We quantified the disease characteristics such as the progression and dropout rates from previous trials to explore endpoints for demonstrating disease modification effects. A set of three reasonable endpoints are proposed in the current report. Whether divergence of slopes in the placebo phase should be demonstrated in the light of testing the other two hypotheses for the active phase data needs further discussion. These endpoints can guide the individual researchers and drug developers to select the most suitable design and/or endpoints for their trials. There are two important assumptions contained in our analyses presented in the current manuscript. The first assumption is that change in the total UPDRS score is a good measure of the disease and its progression rather than a score from a individual component/subscale (e.g., motor subscale scores) of the total UPDRS. The second assumption is about the time to achieving maximum symptomatic benefit. The current analysis focuses on estimating slope for testing differences in the placebo control phase as well as parallelism in the active control phase using linear models. Early dose range finding studies can provide information about the onset and offset of drug effects with adequate measurement of total UPDRS scores.
However, because of the lack of direct prior experience, data from delayed start designs will need to be subjected to extensive explorations to accumulate substantial confidence in the inferences from these analyses and to corroborate internal consistency of various analyses. Also, it would be important to learn if disease-modifying effects can be well discerned from symptomatic effects from clinical trials with varied designs such as withdrawal and natural history-staggered design (22,23).
We believe that our model and simulations could potentially apply toward studying and assessing a disease-modifying effect of a study drug not only for any specific stage of Parkinson’s disease and for any specific efficacy outcome measure, but also to any other neurodegenerative disease (e.g., Alzheimer’s disease) and an appropriate, respective efficacy outcome measure (e.g., Alzheimer’s Disease Assessment Scale—Cognitive).
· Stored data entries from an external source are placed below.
PR #86, opened 2021-11-09
Disable non-working core blocks

ice9js:
This patch disables some core blocks that currently don't work in our editor, to the point where it doesn't make sense to even keep them as an option. The complete list:

- core/audio
- core/calendar
- core/cover
- core/embed
- core/file
- core/media-text
- core/shortcode

Part of c/QsghLr4q-tr.

# Testing

Try adding any of the above blocks. They shouldn't be available in the inserter anymore.

### DIFF
--- a/apps/dashboard/src/components/editor/index.js
+++ b/apps/dashboard/src/components/editor/index.js
@@ -1,12 +1,11 @@
 /**
  * External dependencies
  */
+import { parse } from '@wordpress/blocks';
 import { useCallback } from '@wordpress/element';
 import { useDispatch, useSelect } from '@wordpress/data';
-import { __ } from '@wordpress/i18n';
 import { debounce, get, noop } from 'lodash';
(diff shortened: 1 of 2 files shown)


digitalwaveride:
Any chance to "recover" the "Cover block" ? ;) 

Making it work similar to the image block? Pasting URLs for showing images... 
It would be a very interesting block to create content with background!

ice9js:
>Any chance to "recover" the "Cover block" ? ;)
>Making it work similar to the image block? Pasting URLs for showing images...

Unfortunately not. It's a core block which very much makes this a take it or leave it situation.
In order to do what you're suggesting, we'd need to create our own cover block.

CGastrell (approved):
:( LGTM

digitalwaveride:
> Unfortunately not. It's a core block which very much makes this a take it or leave it situation.

Gotcha! Let's wait on our medial library integration then 👍

PR #87, opened 2021-11-10
Add a "Questions" block category for crowdsignal question blocks

ice9js:
This patch adds a dedicated 'Questions' category for our question blocks and positions it on top of the inserter in the editor.

Solves c/4StsZCS0-tr.

Screen Shot 2021-11-10 at 2 48 28 PM

# Testing

Open the inserter in the editor - it should now feature the new 'Questions' category at the top with, for now, our submit button, multiple choice and text question blocks.


CGastrell (approved):
Is the `crowdsignal-forms/questions` slug/category portable to Gutenberg? I mean, I guess at some point we'll want to (via plugin or something) make these blocks available on .com

Anyways, LGTM! :shipit:

ice9js:
>Is the crowdsignal-forms/questions slug/category portable to Gutenberg? I mean, I guess at some point we'll want to (via plugin or something) make these blocks available on .com

Yeah. Each block is responsible for specifying the category slug it belongs to and as for categories themselves... WordPress allows it but actually [handles it in the backend](https://developer.wordpress.org/block-editor/reference-guides/filters/block-filters/#block_categories_all).

digitalwaveride:
Thank you Kuba! 🙏 

Two little things:

#### Name of the category

"Questions" feels like it makes sense now, but soon a bunch of form blocks are coming up, and the "submit button" feels a tiny bit weird in that category as well.

The overarching category for questions, forms, as well as things like "submit buttons", maybe in future also something like "results blocks" etc. would be in the end "form". All is part of a "form" ;) 

I would suggest to switch the category to "Form" for now.


#### Icons of blocks

While we have our eyes on this, could we please update the icons of these blocks?
SVGs are shared in the [Trello card.](https://trello.com/c/aIW4JqGx)

image

CGastrell:
What about "Inputs" as category?

digitalwaveride:
Well... we can call them "Blocks"... as that's what they all... ;) 

"Inputs", as technically not wrong, but it feels like a "seize too big" ... I think. 

All the blocks in that category later on will also likely live in WP Gutenberg inside that big wrapper block "form".

CGastrell:
Since this is our own "universe" of blocks, we could also just name the category "Crowdsignal", "Form elements"... or whatever we need it to be so it becomes clear to the user what those are :)

ice9js:
I updated the name and added the icons we have so far - although some are still missing (submit button, multiple choice answer) but can be added at a later time.

And just for the record, the category label or name isn't set in stone. We can easily rename it or split it up later.

PR #88, opened 2021-11-10
Remove the Poll block

CGastrell:
This PR removes the registration and initialization of the Poll block.

## Test instructions
Checkout and run `yarn workspace @crowdsignal/dashboard start`. Go to crowdsignal.localhost:9000/project and attempt to add a Poll block, you shouldn't be able to do so.

@ice9js any other cleanup we need to do here? We might do good and get rid of the whole store/data in place, but not sure if you had plans for it


digitalwaveride (approved):
It's gone! 👍 

image

PR #90, opened 2021-11-12
Fix MC answer blocks

CGastrell:
This PR addresses a glitch happening on the MultipleChoiceAnswer blocks.

The glitch was introduced due to a condition/assignment typo:

```
const styleClass = className && className.match( /is-style-([^\s]+)/i )[ 1 ];
// changed to:
const styleClass = className && className.match( /is-style-([^\s]+)/i );
```

## Test instructions
Checkout and run `yarn workspace @crowdsignal/dashboard start`, create a project at http://crowdsignal.localhost:9000/project 
Add a MultipleChoice Question block.

- [ ] see that the answer options look ok

Add a couple of answer options (MultipleChoice Answer) and publish it. Copy the public URL by clicking on the "Share". Open a new tab, paste the URL and append `?use-project` 

- [ ] you should see the public version of the project
- [ ] MC answers should look ok

### DIFF
--- a/packages/blocks/src/util.js
+++ b/packages/blocks/src/util.js
@@ -5,8 +5,6 @@
  * @return {string}           Block style
  */
 export const getBlockStyle = ( className ) => {
-	const styleClass =
-		className && className.match( /is-style-([^\s]+)/i )[ 1 ];
-
+	const styleClass = className && className.match( /is-style-([^\s]+)/i );
 	return styleClass ? styleClass[ 1 ] : '';
 };


digitalwaveride:
Thanks Christian for looking into this! 🙏 


I was testing this as always on FF: 

### Editor
Answer options are back. 👍👍👍

The styling of the buttons is weird, but that is a different issue I guess?

image

### Preview
Looks nearly like the editor, submit button styling is different though... 

image


### Renderer
In the renderer the styling of the answers is a bit more extreme 🤷‍♂️ 

image

CGastrell:
Weird, this is what I'm seeing in the renderer:
image

ice9js (approved):
Thanks Christian!

As for button styles, especially the submit button, it seems that's a regression that was accidentally introduced in one of the other PRs. I think it was #82.  
Anyway, let's get this merged and we'll fix those separately.

PR #92, opened 2021-11-23
Create TextInput block

jcheringer:
## Description

This PR is to create a new block (Text Input) that will be used, mainly, to create forms like contact, address, etc.

Ref: c/pTOrFn0d-tr

### Reference Image
image

## Test Instructions

* Go to the project editor (`project/:projectId`)
* Click the plus button to add a new block and search for `Text Input`, or type `/text input`
* You should be able to add the new block to the page and play with its settings

### DIFF
--- a/packages/block-editor/src/text-input/attributes.js
+++ b/packages/block-editor/src/text-input/attributes.js
@@ -7,25 +7,11 @@ export default {
 		type: 'boolean',
 		default: false,
 	},
-	labelColor: {
-		type: 'string',
-	},
 	textColor: {
 		type: 'string',
 	},
 	backgroundColor: {
 		type: 'string',
-	},
-	borderColor: {
-		type: 'string',
-	},
-	borderWidth: {
-		type: 'number',
-		default: 2,
-	},
-	borderRadius: {
-		type: 'number',
-		default: 0,
 	},
 	inputHeight: {
 		type: 'number',
--- a/packages/block-editor/src/text-input/attributes.js
+++ b/packages/block-editor/src/text-input/attributes.js
@@ -15,10 +15,10 @@ export default {
 	},
 	inputHeight: {
 		type: 'number',
-		default: 30,
+		default: 40,
 	},
-	width: {
-		type: 'number',
-		default: 100,
+	inputWidth: {
+		type: 'string',
+		default: '100%',
 	},
 };
--- a/packages/block-editor/src/text-input/attributes.js
+++ b/packages/block-editor/src/text-input/attributes.js
@@ -1,0 +1,38 @@
+export default {
+	label: {
+		type: 'string',
+		default: '',
+	},
+	mandatory: {
+		type: 'boolean',
+		default: false,
+	},
+	labelColor: {
+		type: 'string',
+	},
+	textColor: {
+		type: 'string',
+	},
+	backgroundColor: {
+		type: 'string',
+	},
+	borderColor: {
+		type: 'string',
+	},
+	borderWidth: {
+		type: 'number',
+		default: 2,
+	},
+	borderRadius: {
+		type: 'number',
+		default: 0,
+	},
+	inputHeight: {
+		type: 'number',
+		default: 30,
+	},
+	width: {
+		type: 'number',
+		default: 100,
+	},
+};
--- a/packages/block-editor/src/text-input/edit.js
+++ b/packages/block-editor/src/text-input/edit.js
@@ -24,7 +24,7 @@ const EditTextInput = ( props ) => {
 				onChange={ handleChangeLabel }
 				value={ attributes.label }
 			/>
-			<FormTextInput
+			<FormTextInput.Preview
 				style={ {
 					width: `${ attributes.width }%`,
 					height: `${ attributes.inputHeight }px`,
--- a/packages/block-editor/src/text-input/edit.js
+++ b/packages/block-editor/src/text-input/edit.js
@@ -2,6 +2,7 @@
  * External dependencies
  */
 import { RichText } from '@wordpress/block-editor';
+import { ResizableBox } from '@wordpress/components';
 import { __ } from '@wordpress/i18n';
 
 /**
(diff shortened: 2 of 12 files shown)


packages/block-editor/src/text-input/sidebar.js
```diff
@@ -0,0 +1,66 @@
+/**
+ * External dependencies
+ */
+import {
+	// eslint-disable-next-line
+	__experimentalToggleGroupControl as ToggleGroupControl,
+	// eslint-disable-next-line
+	__experimentalToggleGroupControlOption as ToggleGroupControlOption,
```
jcheringer, line 8: Those two confused me a bit. Checking the `@wordpress/components` storybook, I could see that `ToggleGroupControl` and `ToggleGroupControlOption` are not under the experimental section. Should we update our `@wordpress/components` version?

packages/block-editor/src/text-input/sidebar.js
```diff
@@ -0,0 +1,66 @@
...
+				<ToggleControl
+					label={ __( 'The field is required' ) }
+					checked={ attributes.mandatory }
+					onChange={ handleChangeAttribute( 'mandatory' ) }
+				/>
+				<TextControl
+					label="Input field height"
+					type="number"
+					value={ attributes.inputHeight }
+					onChange={ handleChangeAttribute( 'inputHeight' ) }
```
ice9js, line 44: I believe there might be issue with this one.  
`handleChangeAttribute` saves the attribute as is, which means it'd attempt saving `inputHeight` as a string which will work in the editor but the changes will not actually get persisted when you publish or refresh the page.  
To solve this we need another helper and run `parseInt` on the value before it's passed to `setAttribtues`.

packages/block-editor/src/text-input/sidebar.js
```diff
@@ -0,0 +1,66 @@
...
+				/>
+				<ToggleGroupControl
+					onChange={ handleChangeAttribute( 'width' ) }
+					value={ attributes.width }
+					label={ __( 'Field Width' ) }
```
ice9js, line 49: The translation domain is missing here.

packages/icons/src/text-input.js
```diff
@@ -1,4 +1,4 @@
-export const TextInput = () => (
+export const TextInputIcon = () => (
```
ice9js, line 1: 👍

packages/block-editor/src/text-input/edit.js
```diff
@@ -0,0 +1,37 @@
...
+const TextInput = ( props ) => {
+	const { attributes, setAttributes } = props;
+
+	const handleChangeLabel = ( label ) => setAttributes( { label } );
+
+	return (
+		<div style={ { ...useColorStyles( attributes ) } }>
+			<Sidebar { ...props } />
+			<RichText
+				placeholder={ __( 'Enter form label', 'blocks' ) }
```
ice9js, line 23: Translation domain should follow the package name.

ice9js (changes requested):
Looking good! I added a few minor comments and it should be good to go.

packages/block-editor/src/text-input/index.js
```diff
@@ -0,0 +1,28 @@
...
+ */
+import { TextInputIcon } from '@crowdsignal/icons';
+import attributes from './attributes';
+import Edit from './edit';
+
+const name = 'crowdsignal-forms/text-input';
+
+const settings = {
+	apiVersion: 1,
+	title: __( 'Text Input Form', 'blocks' ),
```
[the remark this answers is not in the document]
jcheringer: Got it! Thanks for explaining it.

packages/block-editor/src/text-input/edit.js
```diff
@@ -0,0 +1,37 @@
...
+import { __ } from '@wordpress/i18n';
+
+/**
+ * Internal dependencies
+ */
+import { FormTextInput } from '@crowdsignal/blocks';
+import { useColorStyles } from '@crowdsignal/styles';
+import Sidebar from './sidebar';
+
+const TextInput = ( props ) => {
```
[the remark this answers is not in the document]
jcheringer: I agree, sounds good. ✅

packages/block-editor/src/text-input/attributes.js
```diff
@@ -0,0 +1,38 @@
+export default {
+	label: {
+		type: 'string',
+		default: '',
+	},
+	mandatory: {
+		type: 'boolean',
+		default: false,
+	},
+	labelColor: {
```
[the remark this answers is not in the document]
jcheringer: Yes! Forgot to remove this. 😅

packages/block-editor/src/text-input/sidebar.js
jcheringer: Nice catch! Thanks for clarifying.

packages/block-editor/src/text-input/sidebar.js
jcheringer: Actually, I added those two. Although they are not under the experimental section on Storybook, even in the latest version, the packages are exported as experimental:

https://github.com/WordPress/gutenberg/blob/trunk/packages/components/src/index.js#L138

ice9js: Let's keep it then 👍

ice9js (changes requested):
Looking great! I've got just one more request:

Inside the editor, you shouldn't be able to edit the content of the input itself - similar to how `TextQuestion` works.  
Instead of rendering it as disabled - which might alter its styles - we can take a similar approach to `FormTextarea`. Which is to define a `FormTextInput.Preview` component which contains an overlay that prevents any interaction with the input itself.

jcheringer:
> Looking great! I've got just one more request:
> 
> Inside the editor, you shouldn't be able to edit the content of the input itself - similar to how `TextQuestion` works. Instead of rendering it as disabled - which might alter its styles - we can take a similar approach to `FormTextarea`. Which is to define a `FormTextInput.Preview` component which contains an overlay that prevents any interaction with the input itself.

Yeah, that makes sense. Just did it. 😃

digitalwaveride:
Great progress João! First block is coming together 🥳 
The spacing between the blocks when added to a columns set up feels not bad. 👍 


A few things that are still missing: 

#### Toolbar features
image

- The alignment options
- Mandatory toggle

#### Input Field Resizing Feature

That includes the sidebar integration... 
image

... and the "drag" handlers on the input field.
image

#### Input Field Styling

Height of the field should be 40px.
image


... and the styling on the preview / project renderer is pretty different yet... not sure if that will be addressed separately later, as we need do adjustments there for basically any other block as well.

image

ice9js (commented):
Looks good to me as far as code and functionality is concerned 👍  Thanks!

As for the things @digitalwaveride - the mandatory toolbar toggle is actually missing from all our question blocks at the moment. I suggest we tackle that one separately for all of them and maybe add some sort of shared component for that.

digitalwaveride:
> I suggest we tackle that one separately for all of them and maybe add some sort of shared component for that.

Sounds good to me! 👍



--------------------------------------------
***@***.***
crowdsignal.com | An Automattic Product

digitalwaveride (approved):
João nice!!!
Looking good from my side for now!

As mentioned in our call, some more things to add in the future, but ready to merge for now from my side.

ice9js (approved):
Looks good to me. 🚢  it 😄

The authors wish to acknowledge Parkinson’s Study Group, NIH Exploratory Trials in Parkinson’s Disease (NET-PD) Group for providing access to clinical trial data. We are also grateful for the insightful discussions and feedback provided by numerous FDA and academic colleagues, and by professional organizations such as American Association of Pharmaceutical Scientists (AAPS) and Michael J Fox Foundation for Parkinson’s Research.
The views expressed in this article are those of the authors and do not necessarily reflect the official views of FDA.